Exceptional spectrum and dynamic magnetization

TL;DR

This paper introduces a family of non-Hermitian many-body systems exhibiting exceptional spectra and demonstrates how complex fields can induce macroscopic magnetization dynamics, including reversing ferromagnetic states, with universal behavior across various conditions.

Contribution

It proposes a new class of non-Hermitian systems with all eigenstates coalescing, leading to unique macroscopic phenomena and dynamic magnetization driven by complex fields.

Findings

All single-particle eigenstates coalesce with a single unidirectional coupling.

Dynamic magnetization can reverse ferromagnetic states using complex fields.

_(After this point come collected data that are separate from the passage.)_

Issue #2231, opened 2024-09-28
Input parameter naming convention - time vs times


AdamRJensen:
Several pvlib functions take an index as one of the input parameters, however, it is inconsistent whether this parameter is called `times` or `time`.

I think we should document the preferred naming, add it to the symbols and variables list, and make an effort to standardize.

## See a few examples below of `TIME`:

https://github.com/pvlib/pvlib-python/blob/4cfda4a14366217ba9bb3b15d2531c61b7507e69/pvlib/solarposition.py#L30
https://github.com/pvlib/pvlib-python/blob/4cfda4a14366217ba9bb3b15d2531c61b7507e69/pvlib/solarposition.py#L128
https://github.com/pvlib/pvlib-python/blob/4cfda4a14366217ba9bb3b15d2531c61b7507e69/pvlib/tools.py#L120

## Here's a few examples of `TIMES`:
https://github.com/pvlib/pvlib-python/blob/4cfda4a14366217ba9bb3b15d2531c61b7507e69/pvlib/tools.py#L424
https://github.com/pvlib/pvlib-python/blob/4cfda4a14366217ba9bb3b15d2531c61b7507e69/pvlib/solarposition.py#L392
https://github.com/pvlib/pvlib-python/blob/4cfda4a14366217ba9bb3b15d2531c61b7507e69/pvlib/solarposition.py#L1343

RDaxini:
Related: #1253
In particular [this comment](https://github.com/pvlib/pvlib-python/issues/1253#issuecomment-2344790740) (btw I have updated the table with time/times now thanks to this issue)

adriesse:
I vote for `time`.

AdamRJensen:
I personally prefer times 😋

kandersolar:
A good guiding principle may be to use plural words only when multiple values are necessary.  For example, I think `times` is an appropriate name for the `_get_sample_intervals(times, win_length)` function, since it actually requires multiple timestamps.   For other functions (e.g. `hour_angle`) that work fine with single timestamps, would we say that the function returns `hour_angles`, and do the rise/set functions return `sunrises` and `sunsets`?  Here I think singular makes sense.

An argument against `time` in general is that it has the same name as a python standard library.

cwhanse:
> An argument against time in general is that it has the same name as a python standard library.

Good point. I overlooked this when agreeing with "time" with the singular/plural grammar in mind. I retract my vote; pvlib should not shadow any standard python names.

[...]

PR #2237, opened 2024-10-02
[MAINT]: Decorator to warn about changed parameter names & allow for deprecation period

echedey-ls:
- [x] Eases addressing #2231 (partially covered here) and #2235
 - [x] Tests added
    - do we want this in the public API (I'd say no)?

@AdamRJensen is threatening my mail inbox with issues reports from the parameter renaming in #2231 and #2235 (just kidding). So maybe instead of making breaking changes we can have some deprecation period.

Maybe over-engineering a pattern in each function for each rename is not the best choice ([my own idea](https://github.com/pvlib/pvlib-python/pull/2235#issuecomment-2381632318)), but we can work out some decorator to do so.

### Here is that decorator, instructions and recommendations on how to use it:
- Introduced and tested a decorator that emits a warning when the old parameter name is used
  - It does NOT modify docs
  - It does NOT check in which version of pvlib to fail automatically, that's left to the test suite
  - For these non-features, I can try to do them if you are sure of what you want.
- Example of edits required in `pvlib.solarposition.hour_angle`, docs down below.

### Wiki?

In addition, I propose adding instructions on how to proceed with renamings in the wiki.

### Docs
- `pvlib.solarposition.hour_angle`:
  - Main latest: https://pvlib-python.readthedocs.io/en/latest/reference/generated/pvlib.solarposition.hour_angle.html
  - This PR: https://pvlib-python--2237.org.readthedocs.build/en/2237/reference/generated/pvlib.solarposition.hour_angle.html
- `pvlib.solarposition.sun_rise_set_transit_spa`:
  - Main latest: https://pvlib-python.readthedocs.io/en/latest/reference/generated/pvlib.solarposition.sun_rise_set_transit_spa.html
  - This PR: https://pvlib-python--2237.org.readthedocs.build/en/2237/reference/generated/pvlib.solarposition.sun_rise_set_transit_spa.html#pvlib-solarposition-sun-rise-set-transit-spa

### DIFF
--- a/pvlib/solarposition.py
+++ b/pvlib/solarposition.py
@@ -410,7 +410,8 @@ def sun_rise_set_transit_spa(time, latitude, longitude, how='numpy',
         Must be localized to the timezone for ``latitude`` and ``longitude``.
 
         .. versionchanged:: 0.11.2
-            Renamed from ``times`` to ``time``. Removal in ``v0.12.0``.
+            The ``times` parameter has been renamed ``time``. The deprecated
+            ``times`` parameter will be removed in ``v0.12.0``.
 
     latitude : float
         Latitude in degrees, positive north of equator, negative to south
--- a/pvlib/solarposition.py
+++ b/pvlib/solarposition.py
@@ -23,7 +23,7 @@ import pandas as pd
 import scipy.optimize as so
 import warnings
 
-from pvlib import atmosphere
+from pvlib import atmosphere, tools
 from pvlib.tools import datetime_to_djd, djd_to_datetime
 
 
@@ -199,11 +199,7 @@ def spa_c(time, latitude, longitude, pressure=101325, altitude=0,
         raise ImportError('Could not import built-in SPA calculator. ' +
                           'You may need to recompile the SPA code.')
 
-    # if localized, convert to UTC. otherwise, assume UTC.
-    try:
-        time_utc = time.tz_convert('UTC')
-    except TypeError:
-        time_utc = time
+    time_utc = tools._pandas_to_utc(time)
 
     spa_out = []
 
@@ -312,13 +308,11 @@ def spa_python(time, latitude, longitude,
         avg. yearly air pressure in Pascals.
     temperature : int or float, optional, default 12
         avg. yearly air temperature in degrees C.
-    delta_t : float, optional, default 67.0
+    delta_t : float or array, optional, default 67.0
         Difference between terrestrial time and UT1.
         If delta_t is None, uses spa.calculate_deltat
         using time.year and time.month from pandas.DatetimeIndex.
         For most simulations the default delta_t is sufficient.
-        *Note: delta_t = None will break code using nrel_numba,
-        this will be fixed in a future version.*
         The USNO has historical and forecasted delta_t [3]_.
     atmos_refrac : float, optional
         The approximate atmospheric refraction (in degrees)
@@ -378,7 +372,9 @@ def spa_python(time, latitude, longitude,
 
     spa = _spa_python_import(how)
 
-    delta_t = delta_t or spa.calculate_deltat(time.year, time.month)
+    if delta_t is None:
+        time_utc = tools._pandas_to_utc(time)
+        delta_t = spa.calculate_deltat(time_utc.year, time_utc.month)
 
     app_zenith, zenith, app_elevation, elevation, azimuth, eot = \
         spa.solar_position(unixtime, lat, lon, elev, pressure, temperature,
@@ -418,13 +414,11 @@ def sun_rise_set_transit_spa(times, latitude, longitude, how='numpy',
         Options are 'numpy' or 'numba'. If numba >= 0.17.0
         is installed, how='numba' will compile the spa functions
         to machine code and run them multithreaded.
-    delta_t : float, optional, default 67.0
+    delta_t : float or array, optional, default 67.0
         Difference between terrestrial time and UT1.
         If delta_t is None, uses spa.calculate_deltat
         using times.year and times.month from pandas.DatetimeIndex.
         For most simulations the default delta_t is sufficient.
-        *Note: delta_t = None will break code using nrel_numba,
-        this will be fixed in a future version.*
     numthreads : int, optional, default 4
         Number of threads to use if how == 'numba'.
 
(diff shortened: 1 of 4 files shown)


echedey-ls:
First thing is to consider if such a feature is needed/wanted for pvlib, feel free to weight in :)

cwhanse:
Seems elegant and useful, and easy to remove if it proves troublesome.

pvlib/tests/test__deprecation.py
kandersolar, line 1: Some tests in `test_conftest.py` can/should probably be migrated here.  Can be a follow-up PR.

pvlib/tests/test__deprecation.py
```diff
@@ -0,0 +1,39 @@
...
+    # assert no warning is raised when using the new kwarg
+    assert renamed_kwarg_func(new_kwarg=1) == 1  # as keyword argument
+    assert renamed_kwarg_func(1) == 1  # as positional argument
+
+    # assert a warning is raised when using the old kwarg
+    with pytest.warns(Warning, match="Parameter 'old_kwarg' has been renamed"):
+        assert renamed_kwarg_func(old_kwarg=1) == 1
+
+    # assert an error is raised when using both the old and new kwarg
+    with pytest.raises(ValueError, match="they refer to the same parameter."):
```
kandersolar, line 32: Maybe worth testing that `func.__name__` and such get interpolated correctly?

pvlib/solarposition.py
```diff
@@ -1340,15 +1341,20 @@ def solar_zenith_analytical(latitude, hourangle, declination):
...
 
     Parameters
     ----------
-    times : :class:`pandas.DatetimeIndex`
+    time : :class:`pandas.DatetimeIndex`
         Corresponding timestamps, must be localized to the timezone for the
         ``longitude``.
+
+        .. versionchanged:: 0.11.2
+            Renamed from ``times`` to ``time``.
```
kandersolar, line 1356: It would be nice if the docs somehow indicated that `times` is still allowed, for now.  Maybe we should we use `deprecated` instead of `versionchanged` during the deprecation period, and `versionchanged` afterwards?

kandersolar (commented):
I am cautiously on board with the decorator :)

pvlib/solarposition.py
AdamRJensen: I don't see a point to state that it's still allowed. The less work the better so I vote for version changed only.  Deprecating is already cumbersome and I'm hesitant to touch that require it

pvlib/tests/test__deprecation.py
```diff
@@ -0,0 +1,39 @@
...
+    def func(new_kwarg):
+        return new_kwarg
+
+    return func
+
+
+def test_renamed_kwarg_warning(renamed_kwarg_func):
+    # assert no warning is raised when using the new kwarg
+    assert renamed_kwarg_func(new_kwarg=1) == 1  # as keyword argument
+    assert renamed_kwarg_func(1) == 1  # as positional argument
```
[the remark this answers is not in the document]
echedey-ls: Oh damn, I overlooked that :(

pvlib/tests/test__deprecation.py
echedey-ls: Will be a follow-up PR, I'm out for a few days.

pvlib/solarposition.py
echedey-ls: My line of thought was exactly the same of @AdamRJensen 's. However, I did hesitate about the message. It can be changed to something like:

```rst
.. versionchanged:: 0.12.0
    Renamed from ``times`` to ``time``. ``times`` was deprecated in ``0.11.2``.
```
or
```rst
.. versionchanged:: 0.11.2
    Renamed from ``times`` to ``time``. ``times`` will be removed in ``0.12.0``.
```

Magnetization dynamics show universal behavior across different system configurations.

Abstract

A macroscopic effect can be induced by a local non-Hermitian term in a many-body system, when it manifests simultaneously level coalescence of a full real degeneracy spectrum, leading to exceptional spectrum. In this paper, we propose a family of systems that support such an intriguing property. It is generally consisted of two arbitrary identical Hermitian sub-lattices in association with unidirectional couplings between them. We show exactly that all single-particle eigenstates coalesce in pairs even only single unidirectional coupling appears. It means that all possible initial states obey the exceptional dynamics, resulting in some macroscopic phenomena, which never appears in a Hermitian system. As an application, we study the dynamic magnetization induced by complex fields in an itinerant electron system. It shows that an initial saturated ferromagnetic state at half-filling can be driven into its opposite state according to the dynamics of high-order exceptional point. Any Hermitian quench term cannot realize a steady opposite saturated ferromagnetic state. Numerical simulations for the dynamical processes of magnetization are performed for several representative situations, including lattice dimensions, global random and local impurity distributions. It shows that the dynamic magnetization processes exhibit universal behavior.